Priest clocks up 11 years’ jail time for crimes of conscience

Standing up for his beliefs resulted in a Jesuit priest committing several crimes of conscience. So far Stephen Kelly has been incarcerated for 11 years and is currently being held in a federal prison for a 2018 crime.

The event that proved to be the “last straw” before his most recent loss of freedom involved cutting a padlock on a perimeter fence gate at the US Naval Submarine Base Kings Bay on 4 April 2018.

The base is the Atlantic home port of the Navy’s Trident submarines, which are armed with D-5 nuclear missiles and carry enough firepower to “essentially end the human experiment”.

Kelly and six other Catholic peace activists (self-named as the Kings Bay Plowshares) made there way to three different parts of the nuclear base.

All seven were arrested and tried in the federal court of three felonies and misdemeanour trespassing, for what the U.S. attorney referred to as “vandalism” during their October 2019 trial.

At the time Kelly was on probation for a 2017 misdemeanor conviction. That conviction followed his protest at the Kitsap-Bangor Naval Base in Washington, which is the Trident submarines’ Pacific home port.

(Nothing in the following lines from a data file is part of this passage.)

PR #224, opened 2016-07-05
added certs installation and information

kopax:
- added certs installation and information			92d2742
- added key in case of custom certs		6e6ef28

### DIFF
--- a/README.md
+++ b/README.md
@@ -140,6 +140,30 @@ Otherwise, `iptables` won't be able to ban IPs.
   - custom => Enables custom certificates
   - self-signed => Enables self-signed certificates
 
+__custom__
+
+Mount your certs : 
+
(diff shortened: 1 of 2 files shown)


tomav:
Thank you @kopax 
Can you remove documentation in the `README`?
We'd like to keep it as simple as possible.
Detailed documentation is in the Wiki, we have a [SSL dedicated page](https://github.com/tomav/docker-mailserver/wiki/Configure-SSL).

tomav:
Hi @kopax, I'm back from vacations.
Let me know in this PR, I'll merge once ready.

kopax:
Hi @tomav, sorry I didn't follow this one but I saw you had a dedicated page.

By the way, I have forked your project on my gitlab your project and added LDAP feature.
I tried to kept both (with/without LDAP) to work, but since I wasn't able to make it work (V2) with my signed certs, I did some rewrite of the way you import the certs so it can manage correctly the signed certs (do not use one file if we can use two, being able to import ca cert...)

If you feel like you wan't to test my version, I would be happy to put it on github and create the PR as long as someone take care of the backward compatibility test.

PR #229, opened 2016-07-12
Fix some bugs in the shell scripts.

vifino:
Hello.

This PR contains some fixes: 
* Due to the lack of quotes in `addmailuser`'s usage, it didn't actually display the usage.
* generate-ssl-certificate did not use the fqdn, but only the short hostname.
* Permission errors in scripts.


tomav:
Hi @vifino, thanks for that!

PR #243, opened 2016-07-25
Add paths to CA to postifx

auchri:
Fixes untrusted TLS connections

See: http://giantdorks.org/alain/fix-for-postfix-untrusted-certificate-tls-error/

Before: `Untrusted TLS connection established to gmail...`

After: `Trusted TLS connection established to gmail...`


tomav:
Thank you @auchri!

PR #246, opened 2016-07-28
fixed an issue where sieve complains about ~/.dovecot.sieve is not a directory

methanol:
I am having an issue using ManageSieve where I got the following error message:

```
Jul 28 00:02:27 mail dovecot: imap(xxx@xxx.xxx): Error: stat(/var/mail/xxx.xxx/xxx/.dovecot.sieve/tmp) failed: Not a directory
Jul 28 00:02:35 mail dovecot: message repeated 247 times: [ imap(xxx@xxx.xxx): Error: stat(/var/mail/xxx.xxx/xxx/.dovecot.sieve/tmp) failed: Not a directory]
```

`.dovecot.sieve` seems to be a symbolic link.

I am using RoundCube to configure sieve filter rules.


methanol:
Nevermind... I just checked again and it works as expected... dont know why I got that error

PR #247, opened 2016-07-28
Startup logging

KyleOndy:
Adding two simple echo statements verifying when `ENABLE_FAIL2BAN` or `ENABLE_MANAGESIEVE` are set.


tomav:
Thanks @KyleOndy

All seven – pictured – were convicted of the felonies and misdemenour. Because of his previous conviction, Kelly was denied bail and has now been cooling his heels a detention centre for eleven months for two nonviolent crimes of conscience.

Meanwhile, the COVID-19 pandemic has left all seven activists awaiting sentencing to federal prison for 11 months. While the other six have been released on bond, Kelly (71) is in a windowless jail where he rarely sees sunlight.

Prisoners are allowed “outside” occasionally when they are taken to what is described as “a cement cryptlike box with high walls and a grate-like fence as a roof”. If the sun is not directly overhead, the prisoners never see it.

Kelly’s current almost 30-month stint in jail has pushed the amount of time to beyond 11 years that he has spent behind bars, all for nonviolent direct action in the cause of peace.

Kelly’s set of stringent principles have seen him refuse work at the prison. Because all penal institutions rely on prisoner labour to function, he opts out of work that would support the racist prison industrial complex.

As a result, he has spent more than six years of his life in solitary confinement.

According to Amnesty International, solitary confinement is a human rights violation and often constitutes a breach of international law.

Described as a man of great discipline and a deep and abiding faith in the God of love, Kelly spends his time reading, commiserating with the 30-plus guys in his cellblock, leading a Bible study and maintaining his solitary witness for peace.

He “never bemoans his plight and always sounds upbeat on his frequent phone calls to his co-defendants and friends,” says fellow-protester Patrick O’Neill.